The model may be accurate within that slice, but the slice itself is incomplete.
Orchestration as a first-class concern
Orchestration is not a technical detail. It is the structure of the work.
It answers questions like:
- what needs to happen before this output can be used?
- who is allowed to approve it?
- what context must be present for it to be valid?
- what changes once it is accepted?
This sits alongside model choice, not beneath it.
A more capable model does not solve a coordination problem. It often makes it harder to spot, because the outputs look better.
Why this matters now
As AI becomes embedded in workflows, the failure modes change.
You move from:
- incorrect answers
to:
- correct answers used in the wrong way
- incomplete outputs relied on too early
- decisions made without visibility of the full state
These are harder to detect and harder to unwind.

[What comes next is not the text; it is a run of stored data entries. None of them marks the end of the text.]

PR #104, opened 2024-04-16
Add Github release workflow

hsubox76:
Add a workflow to run a github release when a release tag is pushed to the repo by release.yml.

I could have added this as a step in release.yml but it's a lot easier and less error-prone to get the tag name this way (when triggered by a tag push, the tag is the github.ref_name)


.github/workflows/gh-release.yml
```diff
@@ -0,0 +1,25 @@
...
+      - name: Create Github release
+        env:
+          GITHUB_TOKEN: ${{ secrets.GITHUB_TOKEN }}
+          tag: ${{ github.ref_name }}
+        run: |
+          gh release create "$tag" \
+              --repo="$GITHUB_REPOSITORY" \
+              --title="$tag" \
+              --generate-notes
+              --verify-tag
```
lahirumaramba, line 25: nit: new line

lahirumaramba (approved):
Thanks!

.github/workflows/gh-release.yml
hsubox76: Added!

PR #110, opened 2024-04-22
Fix Github release script

hsubox76:
Trigger on all tag pushes. We should only be pushing tags on releases but I added a conditional on the job to make sure the tag matches the pattern.


lahirumaramba (approved):
LGTM! Thanks!

Issue #82, opened 2024-04-03
Issue: Improve Error Handling and Provide Detailed Error Messages


thenameisajay:
Firstly, Thanks for the work on this library :)

### Expected Behavior

When an error occurs while using the API, the error message should be structured in a way that makes it easy to extract the reason for the failure. Currently, the error message is all squashed into one, making it tedious to get the `reason` property from the object, as shown in the following image:

![Error Message](https://github.com/google/generative-ai-js/assets/113372062/fe5b007f-63b4-4aba-9561-ddc6cdb6bc73)

Additionally, since the error is of the type `any`, it makes it difficult to tap into the reason for the failure, as shown in the following image:

![Error Type is any](https://github.com/google/generative-ai-js/assets/113372062/bced0168-a01b-48a0-b26e-380f3dd60e95)

### Workaround

To work around this issue, the user has to manually parse the error message to extract the reason for the failure, as shown in the following code snippet:

```typescript
const makeTheCall = async (
    message: object,
    apikey: string,
    generationConfig: object,
) => {
    await run(message, apikey as string, generationConfig)
        .then((response) => {
            settledState(response as string);
        })
        .catch((error) => {
            if (error.message.includes('[GoogleGenerativeAI Error]')) {
                const errorMessage = error.message;

                if (errorMessage.includes('[400 Bad Request]')) {
                    // Extract the reason for the error
                    const reasonStart = errorMessage.indexOf('reason":"') + 9;
                    const reasonEnd = errorMessage.indexOf('","domain');
                    const reason = errorMessage.substring(
                        reasonStart,
                        reasonEnd,
                    );

                    console.log('Error reason:', reason);
                }
            }
            // errorState(error.reason as string);
            throw new Error(error.message as string);
        });
};
```

This workaround allows the user to extract the reason for the failure, as shown in the following image:

![Error Reason Console logs](https://github.com/google/generative-ai-js/assets/113372062/2eb1f0a8-9e6d-402f-82bc-9117dc566107)

### Proposed Solution

To improve the error handling and provide more detailed error messages, I suggest the following:

1. Implement a custom error class that extends the built-in `Error` class and includes properties for the error code, reason, and any other relevant information.
2. When an error occurs, create an instance of the custom error class and throw it instead of the raw error object.
3. Update the error handling logic in the client code to handle the custom error class, making it easier to extract the relevant information from the error.

This approach will provide a more structured and informative error handling experience for the users of the library.

### Repo Link

[...]

PR #112, opened 2024-04-26
Add more properties to errors and export errors.

hsubox76:
Fixes https://github.com/google-gemini/generative-ai-js/issues/82

- Creates a new `GoogleGenerativeAIFetchError` that extends `GoogleGenerativeAIError` with additional properties:
  - `status` - http status code
  - `statusText` - http status text
  - `errorDetails` - if the error response contained a json with an `error.details` field, which may include fields such as type and reason

- Export all error classes.


packages/main/src/errors.ts
```diff
@@ -31,3 +40,30 @@ export class GoogleGenerativeAIResponseError<
     super(message);
   }
 }
+
+/**
+ * Error class covering http errors when calling the server. Includes http
```
DellaBitta, line 45: We seem to capitalize `http` in our Firebase JS SDK's docs:

[See here](https://firebase.google.com/docs/reference/node/firebase.functions.HttpsError#code).

dlarocque (approved):

DellaBitta (approved):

They are also where liability sits.
Firms that continue to optimise for answer quality alone will see diminishing returns.
The gains are real, but they plateau.
The risks continue to compound.
A different way to think about it
If you model legal work as a planning problem, a different set of priorities emerges.
You start to focus on:
- how tasks are defined and sequenced
- how state is captured and updated
- how decisions are gated and recorded
- how context is carried across steps
AI still plays a role, but as part of a system rather than the centre of it.
The question shifts from: "Can the model answer this?"
to: "Should this answer be used, by whom, and what happens next?"
That is a harder question.
It is also the one that determines whether the system can be trusted.
Where this leads
Once planning becomes the focus, several things follow naturally:
- matter state becomes a first-class concept, not an afterthought
- evaluation moves from prompt testing to scenario testing
- governance shifts from policy documents to enforced controls
- routing decisions consider context, not just cost or capability
At that point, the system starts to resemble other mature engineering disciplines.
Not because legal work becomes software.
But because coordination, sequencing, and control start to matter more than individual outputs.
Closing thought
Better answers will continue to improve legal workflows.
They are not the limiting factor anymore.
The constraint is how those answers are integrated into the work.
Until that is addressed, most systems will remain impressive in isolation and fragile in practice.